* **Extracted records**:
Segment Open
PR #9794, opened 2026-01-16
feat!: Replace `SequenceNumber` with SDK `Version`

### LINKED ISSUE #9835: Replace `SequenceNumber` with SDK version

DaughterOfMars:
# Description of change

Fixes #9835
Replaces the `SequenceNumber` in the `iota-types` crate with the `Version` from the SDK.

### Release Notes

- [ ] Protocol:
- [ ] Indexer:
- [ ] JSON-RPC:
- [ ] GraphQL:
- [ ] CLI:
- [x] Rust SDK: Some methods have been removed from SequenceNumber due to crate externalization (iota-rust-sdk::Version is replacing iota-types::SequenceNumber).
- [ ] REST API:


crates/iota-rest-api/src/transactions/execution.rs
```diff
@@ -413,7 +414,9 @@ pub(super) fn simulate_transaction_impl(
     parameters: &SimulateTransactionQueryParameters,
     transaction: Transaction,
 ) -> Result<TransactionSimulationResponse> {
-    let Transaction::V1(transaction) = transaction;
+    let Transaction::V1(transaction) = transaction else {
+        unimplemented!("a new enum variant was added and needs to be handled");
+    };
```
Thoralf-M, line 419: Why these changes?

thibault-martinez: Because we made the enums non-exhaustive. I also did this in the CLI PR.

crates/iota-core/src/execution_cache/unit_tests/writeback_cache_tests.rs
```diff
@@ -296,7 +296,7 @@ impl Scenario {
             let mut object_ref = object.compute_object_reference();
             self.outputs.live_object_markers_to_delete.push(object_ref);
             // in the authority this would be set to the lamport version of the tx
-            object_ref.1.increment();
+            object_ref.1 += 1;
```
Alex6323: can't we add the `increment()` API to our type? I prefer it over manually incrementing, and it would remove a lot of changed lines.

crates/iota-indexer/tests/rpc-tests/read_api.rs
```diff
@@ -1565,7 +1565,7 @@ fn try_get_past_object_version_not_found() {
 
         wait_for_objects_history(tx_digest, store, client).await;
 
-        let missing_version = gas_ref.1.one_before().expect("version should be > 0");
+        let missing_version = gas_ref.1 - 1;
```
Alex6323: This would change the behavior in release (not panicking anymore), right?

crates/iota-rest-api/src/transactions/execution.rs
Thoralf-M: For the transaction sure, but this PR just replaces the SequenceNumber?

thibault-martinez: Doesn't matter, since the revision is updated, they all need to be handled

crates/iota-core/src/execution_cache/unit_tests/writeback_cache_tests.rs
DaughterOfMars: We could, but it seems a bit weird tbh

crates/iota-indexer/tests/rpc-tests/read_api.rs
DaughterOfMars: true, but shouldn't this not panic anyway?

crates/iota-core/src/execution_cache/unit_tests/writeback_cache_tests.rs
Alex6323: Do you think it's weird In general or because it's just a type alias atm? 

I would prefer it to be a new-type tbh, because then we can enforce certain invariants and restrict it to be monotonically increasing and so on,. It should also never be possible to do `+= 2` etc. Even if it's unlikely that we make such a mistakes, it would be nicer if it's already enforced by the type.

crates/iota-indexer/tests/rpc-tests/read_api.rs
Alex6323: I dunno tbh. It was an `expect` before, so I guess that was on purpose ("should panic instead of wrap around").

crates/iota-core/src/execution_cache/unit_tests/writeback_cache_tests.rs
DaughterOfMars: But why wouldn't it be possible? It already is with the existing type anyway

crates/iota-indexer/tests/rpc-tests/read_api.rs
DaughterOfMars: sure but I expect this is one of those "this will never actually panic, or otherwise we've reached the year 22560" type panics

bingyanglin (commented):
IMHO it might be good to have `increment`/`decrement` methods (like Alex said) instead of manual adding, so we can have overflow protection and make it consistent with `CheckpointSequenceNumber` and `RandomnessRound` where we use `checked_add` for them.

crates/iota-core/src/authority/authority_store_pruner.rs
```diff
@@ -214,7 +214,7 @@ impl AuthorityStorePruner {
             for ObjectKey(object_id, seq_number) in object_tombstones_to_prune {
                 for result in perpetual_db.objects.safe_iter_with_bounds(
                     Some(ObjectKey(object_id, VersionNumber::MIN_VALID_INCL)),
-                    Some(ObjectKey(object_id, seq_number.next())),
+                    Some(ObjectKey(object_id, seq_number.next().unwrap())),
```
Thoralf-M, line 217: How about .expect("exceeding max sequence number") instead of unwrap()?

DaughterOfMars: the message is now defined in the SDK package as 
```
#[derive(thiserror::Error, Debug)]
pub enum VersionError {
    #[error("cannot increment Version: maximum valid Version has already been reached")]
    InvalidIncrement,
    #[error("cannot decrement Version: minimum valid Version has already been reached")]
    InvalidDecrement,
}
```
and these fns return a Result

Thoralf-M: Ah, that's fine then

Thoralf-M (approved):

thibault-martinez:
Don't merge it yet please

bingyanglin (approved):

crates/iota-core/src/execution_cache/unit_tests/writeback_cache_tests.rs
miker83z: I also think it is cleaner to have `increment()` and we are also used to it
Segment Closed
* **Exercise**: Return the listing. Match it exactly.

* **Output of the task**:
PR #9794, opened 2026-01-16
feat!: Replace `SequenceNumber` with SDK `Version`

### LINKED ISSUE #9835: Replace `SequenceNumber` with SDK version

DaughterOfMars:
# Description of change

Fixes #9835
Replaces the `SequenceNumber` in the `iota-types` crate with the `Version` from the SDK.

### Release Notes

- [ ] Protocol:
- [ ] Indexer:
- [ ] JSON-RPC:
- [ ] GraphQL:
- [ ] CLI:
- [x] Rust SDK: Some methods have been removed from SequenceNumber due to crate externalization (iota-rust-sdk::Version is replacing iota-types::SequenceNumber).
- [ ] REST API:


crates/iota-rest-api/src/transactions/execution.rs
```diff
@@ -413,7 +414,9 @@ pub(super) fn simulate_transaction_impl(
     parameters: &SimulateTransactionQueryParameters,
     transaction: Transaction,
 ) -> Result<TransactionSimulationResponse> {
-    let Transaction::V1(transaction) = transaction;
+    let Transaction::V1(transaction) = transaction else {
+        unimplemented!("a new enum variant was added and needs to be handled");
+    };
```
Thoralf-M, line 419: Why these changes?

thibault-martinez: Because we made the enums non-exhaustive. I also did this in the CLI PR.

crates/iota-core/src/execution_cache/unit_tests/writeback_cache_tests.rs
```diff
@@ -296,7 +296,7 @@ impl Scenario {
             let mut object_ref = object.compute_object_reference();
             self.outputs.live_object_markers_to_delete.push(object_ref);
             // in the authority this would be set to the lamport version of the tx
-            object_ref.1.increment();
+            object_ref.1 += 1;
```
Alex6323: can't we add the `increment()` API to our type? I prefer it over manually incrementing, and it would remove a lot of changed lines.

crates/iota-indexer/tests/rpc-tests/read_api.rs
```diff
@@ -1565,7 +1565,7 @@ fn try_get_past_object_version_not_found() {
 
         wait_for_objects_history(tx_digest, store, client).await;
 
-        let missing_version = gas_ref.1.one_before().expect("version should be > 0");
+        let missing_version = gas_ref.1 - 1;
```
Alex6323: This would change the behavior in release (not panicking anymore), right?

crates/iota-rest-api/src/transactions/execution.rs
Thoralf-M: For the transaction sure, but this PR just replaces the SequenceNumber?

thibault-martinez: Doesn't matter, since the revision is updated, they all need to be handled

crates/iota-core/src/execution_cache/unit_tests/writeback_cache_tests.rs
DaughterOfMars: We could, but it seems a bit weird tbh

crates/iota-indexer/tests/rpc-tests/read_api.rs
DaughterOfMars: true, but shouldn't this not panic anyway?

crates/iota-core/src/execution_cache/unit_tests/writeback_cache_tests.rs
Alex6323: Do you think it's weird In general or because it's just a type alias atm? 

I would prefer it to be a new-type tbh, because then we can enforce certain invariants and restrict it to be monotonically increasing and so on,. It should also never be possible to do `+= 2` etc. Even if it's unlikely that we make such a mistakes, it would be nicer if it's already enforced by the type.

crates/iota-indexer/tests/rpc-tests/read_api.rs
Alex6323: I dunno tbh. It was an `expect` before, so I guess that was on purpose ("should panic instead of wrap around").

crates/iota-core/src/execution_cache/unit_tests/writeback_cache_tests.rs
DaughterOfMars: But why wouldn't it be possible? It already is with the existing type anyway

crates/iota-indexer/tests/rpc-tests/read_api.rs
DaughterOfMars: sure but I expect this is one of those "this will never actually panic, or otherwise we've reached the year 22560" type panics

bingyanglin (commented):
IMHO it might be good to have `increment`/`decrement` methods (like Alex said) instead of manual adding, so we can have overflow protection and make it consistent with `CheckpointSequenceNumber` and `RandomnessRound` where we use `checked_add` for them.

crates/iota-core/src/authority/authority_store_pruner.rs
```diff
@@ -214,7 +214,7 @@ impl AuthorityStorePruner {
             for ObjectKey(object_id, seq_number) in object_tombstones_to_prune {
                 for result in perpetual_db.objects.safe_iter_with_bounds(
                     Some(ObjectKey(object_id, VersionNumber::MIN_VALID_INCL)),
-                    Some(ObjectKey(object_id, seq_number.next())),
+                    Some(ObjectKey(object_id, seq_number.next().unwrap())),
```
Thoralf-M, line 217: How about .expect("exceeding max sequence number") instead of unwrap()?

DaughterOfMars: the message is now defined in the SDK package as 
```
#[derive(thiserror::Error, Debug)]
pub enum VersionError {
    #[error("cannot increment Version: maximum valid Version has already been reached")]
    InvalidIncrement,
    #[error("cannot decrement Version: minimum valid Version has already been reached")]
    InvalidDecrement,
}
```
and these fns return a Result

Thoralf-M: Ah, that's fine then

Thoralf-M (approved):

thibault-martinez:
Don't merge it yet please

bingyanglin (approved):

crates/iota-core/src/execution_cache/unit_tests/writeback_cache_tests.rs
miker83z: I also think it is cleaner to have `increment()` and we are also used to it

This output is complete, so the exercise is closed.